Massachusetts Institute of Technology researchers have identified the structures of a protein key to Alzheimer's disease that may lead to development of new drugs.
Two kinds of proteins amyloid and tau are key to Alzheimer's disease.
With the help of new computer-based technique, researchers Collin M. Stultz, Associate Professor of Biomedical Engineering in the Department of Electrical Engineering and Computer Science, and Austin Huang, an HST graduate student focused determined the structure of tau protein.

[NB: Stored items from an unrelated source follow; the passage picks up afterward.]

PR #2998, opened 2025-07-14
feat(sources): add v2 bulk delete endpoint

nicolearagao:
Implements `bulk_delete` action for SourceViewSet under the v2 API namespace. Reuses shared logic across both v1 and v2.

Relates to JIRA: DISCOVERY-1006

## Summary by Sourcery

Implement a v2 bulk_delete endpoint for sources by refactoring shared deletion logic into the SourceViewSet, deprecating the old function-based view, and updating tests and URL patterns to cover both API versions

New Features:
- Add bulk_delete action to the v2 SourceViewSet for deleting multiple sources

"Tau is 'natively unfolded,' or floppy, so in solution it moves around a lot and can adopt many different structures," Stultz said, much like the individual strands in a bowl of cooked spaghetti. Contrast that to the vast majority of other proteins, whose individual strands have similar structures, like the individual strands of uncooked spaghetti.
"With a 'normal' protein, you can measure the lengths of individual molecules and the average will be a pretty good description of any one," said Stultz.
Tau molecules, however, "are all over the place - they're so diverse that it's difficult to get one measurement that describes all of the possible structures."
Using the new technique called Energy-minima Mapping and Weighting (EMW), they asked a computer to come up with all possible structures of tau that are consistent with an average set of experimental data.
"We generated lots and lots of structures for both normal tau and a mutant form" associated with an increased risk for Alzheimer's, Stultz said.
By comparing the two sets, the researchers found one structure that was more common in the mutant form, and therefore likely to "play a role in the pathologic process." That structure, in turn, could then become the target for a new drug.
The study appears in PLoS Computational Biology.